Different tobacco cuts require different packing methods. I'm an ace with SG flakes. I just had a bowl wet from the tin and firmly packed with only two relights in 45 minutes. Course cut ribbon, especially latakia blends are also easy for me. Fine cut ribbon is a bitch and I hate it, but I will figure it out eventually.

Concentrate on the flavor and if its impossible to keep the flavor but you keep needing to relight over and over, just dump the bowl and start again 'cause you're gonna fight it all the way to the bottom and won't be able to enjoy it anyway.

*Generally if I have to relight more than three or four times in the top half of the bowl, I dump it and start over.*


----------



## Joan (Dec 1, 2007)

Mad Hatter said:


> Concentrate on the flavor and if its impossible to keep the flavor but you keep needing to relight over and over, just dump the bowl and start again 'cause you're gonna fight it all the way to the bottom and won't be able to enjoy it anyway.
> 
> *Generally if I have to relight more than three or four times in the top half of the bowl, I dump it and start over.*


+1

:tu That there is Brilliant Advice!

Life it too short to waste time on bad cigars. Or too many relights.


----------



## jgros001 (Jun 14, 2005)

Usually a few relights per bowl, one of the things I have enjoyed since taking up the pipe is that there is a challenge and patience involved. I don't have it down yet.....but I am working. Something that has helped me is to take a slow puff as I tamp. I also am starting to realize that a relight is not always necessary as the pipe does not produce as much smoke as a cigar (I think).



IHT said:


> i've said it before, any joe blow can smoke a cigar, it takes skill to smoke a pipe. it's an art, it takes practice, it takes repitition....
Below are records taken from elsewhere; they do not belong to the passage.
PR #2069, opened 2019-02-22
cache block cids for faster everything

whyrusleeping:
improves chain validation part of sync time by a lot.

### DIFF
--- a/types/block.go
+++ b/types/block.go
@@ -63,7 +63,7 @@ type Block struct {
 // set this to true to panic if the blocks data differs from the cached cid. This should
 // be obviated by changing the block to have protected construction, private fields, and
 // getters for all the values.
-const paranoid = false
+var paranoid = false
 
 // Cid returns the content id of this block.
 func (b *Block) Cid() cid.Cid {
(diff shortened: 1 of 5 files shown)


whyrusleeping:
The caveat here is that we will need to ensure that once a block is created (and its cid is cached) we never change it. This should probably be done by turning block into a protected type (private fields, controlled creation, getters and such).

For now, i've included the 'paranoid' flag that degraded performance, but will panic if someone changed a block after it was cached.

types/block.go
```diff
@@ -54,13 +54,47 @@ type Block struct {
...
 	Proof proofs.PoStProof `json:"proof"`
+
+	cachedCid cid.Cid
+
+	cachedBytes []byte
 }
 
+// set this to true to panic if the blocks data differs from the cached cid. This should
+// be obviated by changing the block to have protected construction, private fields, and
+// getters for all the values.
```
phritz: can you file an issue for this against testnet and link to it here? hidden technical debt is what sunk the titanic.

types/block.go
```diff
@@ -54,13 +54,47 @@ type Block struct {
...
+const paranoid = false
```
phritz: please add a test that uses assert.panics to verify this behavior

whyrusleeping:
woo! green tests!

Issue #1751, opened 2019-01-31
Order Messages by Gas Price


acruikshank:
### Description

Filecoin block miners should be able to process messages in a way that generates the most profit. Choosing to process messages with a higher gas prices is the way to do this.

Miners must continue to take message nonce into consideration, so the next message to process must satisfy

1. The message has a lower nonce than any other message from the same actor.
2. The message's gas price is has price greater than or equal to any other message that meets the first condition.

### Acceptance criteria

1. When the messages in the message pool exceed the block's gas limit, only the messages prioritized by the above rules appear in the block.

### Risks + pitfalls

Sending a price of 0 is still valid (although now potentially has consequences), so tests should still probably pass.

### Where to begin

processor.go

anorth:
I've picked this up. My approach is to build per-actor queues ordered by nonce, then a priority-queue of actor queues ordered by gas price of the next message from that actor, and merge these actor queues into a single list.

I believe this is optimal if ignoring the bin-packing aspect of the problem. More squeezing is possible by also considering the gas limit and solving a 0/1 knapsack problem.

PR #2093, opened 2019-02-25
Move core.OrderMessagesByNonce to mining.SelectMessagesForBlock and simplify tests.

anorth:
This is a prefactor for work on #1751 ordering by gas price. I've moved OrderMessagesByNonce next to its only caller.

In the long term, we may want to move sophisticated message queueing inside the messages pool, but until performance requires it, let's keep the pool simple.

### DIFF
--- a/mining/block_generate.go
+++ b/mining/block_generate.go
@@ -6,11 +6,12 @@ package mining
 
 import (
 	"context"
+	"sort"
 	"time"
 
 	"gx/ipfs/QmVmDhyTTUcQXFD1rRQ64fGLMSAoaQvNH3hwuaCFAPq2hy/errors"
 
-	"github.com/filecoin-project/go-filecoin/core"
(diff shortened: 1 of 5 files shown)


mining/block_generate.go
```diff
@@ -91,15 +92,17 @@ func (w *DefaultWorker) Generate(ctx context.Context,
 		Ticket:          ticket,
 	}
 
-	// TODO: Should we really be pruning the message pool here at all? Maybe this should happen elsewhere.
 	for i, msg := range res.PermanentFailures {
 		// We will not be able to apply this message in the future because the error was permanent.
 		// Therefore, we will remove it from the MessagePool now.
+		// There might be better places to do this, such as wherever succesful messages are removed
```
acruikshank: There's a linter error because successful is misspelled here.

I hate the 'great post' posts but this is a good one (not great but definitely good).


----------



## IceChant (Dec 7, 2007)

After hard time at the beginning, now I'm able to smoke pipe with only one relight but it took me some time to get used to it.


----------



## Bridges (Jan 6, 2008)

It all depends. I'll set mine down and go off for a while, then come back tamp it down and relight. It just depends on the tobac, situation, puffing, etc... Don't worry about it too much. Just experiment and figure out what works.:2


----------



## Will_S (Jan 2, 2008)

I counted a couple of times. I used wooden kitchen matches to light my pipe and it wasnt unusual to see 10 of them in the ashtray. So 2 to get started - 10 total = as many as 8 or maybe more.

I can recall bowls going by with only a couple of relights. Alot depends on the tobacco. I like to smoke tobacco almost bone dry. I smoke mostly flakes. Rubbed out that is.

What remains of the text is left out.